Work order: Set down, please, without alteration, the lines of the entries below from the first through the one containing "and that we".
-------- Source material
PR #305, opened 2022-08-30
108 stopping rule assessed at specific dose

### LINKED ISSUE #108: Stopping rules assessed for specific dose and not just for the nextbest dose
To do:

- [x] See design doc https://github.com/Roche/crmPack/blob/main/design/stop-specific-dose.Rmd
- [x] Implement `v_stop_specific_dose()` validation function
- [x] Implement `StopSpecificDose` class
- [x] Implement `StopSpecificDose()` user constructor
- [x] Implement `stopTrial()` method for `StopSpecificDose`

Background: 

**Summary**

When defining a simulation design, we would like to have the option to  assess if Stopping rules are met for specific doses of the planned dose grid and not just for the nextBest dose.

For example assume we have a data set-up like below:

     Data(doseGrid = c(1.5, 2.5, 3.5, 4.5, 6, 7 ))

and that we want to implement a stopping rule as part of our dose escalation design simulations:
->Assuming a DLT rate of 30 %, we set=up our stopping rules to constantly check during each iteration, if the following conditions are met:

   stopping_rule_1 -> Minimum dose tested (1.5MBq) is toxic (DLT<=0.3) with probability T1 < 20%
   stopping_rule_2 -> Maximum possible dose (7.0MBq) is safe (DLT>0.3) with probability TN > 80% and 7.0MBq administered.

We could could rush and try set this up using stopping rules already available in the crmPACK for example and
only define a new class for stopping rule StoppingLowestDose. 
This could look like the below setting:

stopping_rule_1 <- StoppingLowestDose() & 
                                StoppingPatientsNearDose(nPatients=3, percentage=0) &
                                StoppingTargetProb(target=c(0.3, 1), prob=0.8)

stopping_rule_2 <- StoppingHighestDose() &
                               StoppingPatientsNearDose(nPatients=3,percentage=0) &
                               StoppingTargetProb(target=c(0, 0.3),prob=0.8)

But this would NOT really work correctly, because all the stopping rules during the design simulation process, 
are currently assessed at the nextbest dose  and not at a predefined dose of the planned dose grid.

A possible solution could be:
  1. An extension of the currently available stopping rules with an extra user input parameter(s) (slot(s)),
         where the dose of interest is defined OR else the default nextbest dose is used?
  2. An extension to the Design or Simulation object?
  3. Any other suggestion?

dimitriskontosClinBAY:
# Pull Request

closes #108


dimitriskontosClinBAY:
Do we need to create test-Rules for 
- method?
- class ?
- validity?

danielinteractive (commented):
Thanks @dimitriskontosClinBAY ! Yes can you please add all the unit tests ? thanks

examples/Rules-class-CohortSizeConst.R
```diff
@@ -1,4 +1,3 @@
 
 # This is to have along the study a constant cohort size of 3
-mySize <- CohortSizeConst(size=3)
-
+my_Size <- CohortSizeConst(size = 3)
```
danielinteractive, line 3:
```suggestion
my_size <- CohortSizeConst(size = 3)
```

examples/Rules-class-CohortSizeMax.R
```diff
@@ -1,17 +1,21 @@
 
 # Rule for having cohort of size 1 for doses <30
 #      and having cohort of size 3 for doses >=30
-mySize1 <- CohortSizeRange(intervals = c(0, 10),
-                           cohortSize = c(1, 3))
+mySize1 <- CohortSizeRange(
```
danielinteractive, line 4:
```suggestion
my_size_1 <- CohortSizeRange(
```

danielinteractive (commented):
just left some pointers to fix linter problems

R/Rules-class.R
```diff
@@ -1776,6 +1777,53 @@ StoppingAny <- function(stopList)
...
+## class ----
+
+#' `StoppingSpecificDose`
+#'
+#' @description `r lifecycle::badge("experimental")`
+#'
+#' [`StoppingSpecificDose`] is the class for testing a stopping rule at specific dose
+#'   of the dose grid and not at the next best dose
+#'
+#' @slot rule (`rule`)\cr a stopping rule available in this package.
```
wwojciech, line 1793:
```suggestion
#' @slot rule (`Stopping`)\cr a stopping rule available in this package.
```

R/Rules-class.R
```diff
@@ -1776,6 +1777,53 @@ StoppingAny <- function(stopList)
...
+  ),
+  contains = "Stopping",
+  validity = v_stopping_specific_dose
+)
+
+## constructor ----
+
+#' @rdname StoppingSpecificDose-class
+#'
+#' @param rule (`stopping rule`)\cr see slot definition.
```
wwojciech, line 1813:
```suggestion
#' @param rule (`Stopping`)\cr see slot definition.
```

R/Rules-validity.R
```diff
@@ -436,3 +436,14 @@ v_stopping_mtd_cv <- function(object) {
...
 #'  object contains valid probability target, threshold and shape parameters.
 v_stopping_lowest_dose_hsr_beta <- v_increments_hsr_beta # nolintr
+
+#' @describeIn v_stopping validates that the [`StoppingSpecificDose`] object
+#'   contains a stopping `rule` and a valid `dose`.
+v_stopping_specific_dose <- function(object) {
+  v <- Validate()
+  v$check(
+    test_number(object@dose, lower = 0, finite = TRUE),
+    "dose needs to be a single non zero finite number"
```
wwojciech, line 446: Is `0` allowed or not? If not then, `lower = .Machine$double.xmin` also maybe better to write: "dose needs to be a positive number"

R/Model-validity.R
```diff
@@ -49,19 +49,19 @@ v_model_logistic_kadane <- function(object) {
 v_model_logistic_kadane_beta_gamma <- function(object) { # nolintr
   v <- Validate()
   v$check(
-    test_number(object@alpha, lower = .Machine$double.xmin, finite = TRUE),
+    is.scalar(object@alpha) & is.numeric(object@alpha) && object@alpha > 0,
     "Beta distribution shape parameter alpha must be a positive scalar"
```
wwojciech, line 53: Hmm, why do we have this change here? I think `test_number` is better than `is.scalar and etc.` I guess this results from some merging issues.

R/Rules-methods.R
```diff
@@ -1233,15 +1237,17 @@ setMethod("maxDose",
...
-##' @example examples/Rules-method-maxDose-IncrementsRelativeDLT.R
+#' @rdname maxDose
+#'
+#' @description Increment rule to determine the maximum possible next dose
+#'   based on relative increments determined by DLTs so far.
+#'
+#' @aliases maxDose-IncrementsRelativeDLT
+#' @example examples/Rules-method-maxDose-IncrementsRelativeDLT.R
+#' @export
+#'
```
wwojciech, line 1250: Hmm, this seems again to be some merging issues.

wwojciech (changes requested):

dimitriskontosClinBAY:
Reviewer noticed many issues and problems (some wrong old code and etc) due to merging a main branch into this branch. It becomes risky to merge this current branch into main now. Was suggested to close this one without merging, and create a new, fresh branch from main to avoid any problems.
----------------
Written solution:
PR #305, opened 2022-08-30
108 stopping rule assessed at specific dose

### LINKED ISSUE #108: Stopping rules assessed for specific dose and not just for the nextbest dose
To do:

- [x] See design doc https://github.com/Roche/crmPack/blob/main/design/stop-specific-dose.Rmd
- [x] Implement `v_stop_specific_dose()` validation function
- [x] Implement `StopSpecificDose` class
- [x] Implement `StopSpecificDose()` user constructor
- [x] Implement `stopTrial()` method for `StopSpecificDose`

Background: 

**Summary**

When defining a simulation design, we would like to have the option to  assess if Stopping rules are met for specific doses of the planned dose grid and not just for the nextBest dose.

For example assume we have a data set-up like below:

     Data(doseGrid = c(1.5, 2.5, 3.5, 4.5, 6, 7 ))

and that we want to implement a stopping rule as part of our dose escalation design simulations:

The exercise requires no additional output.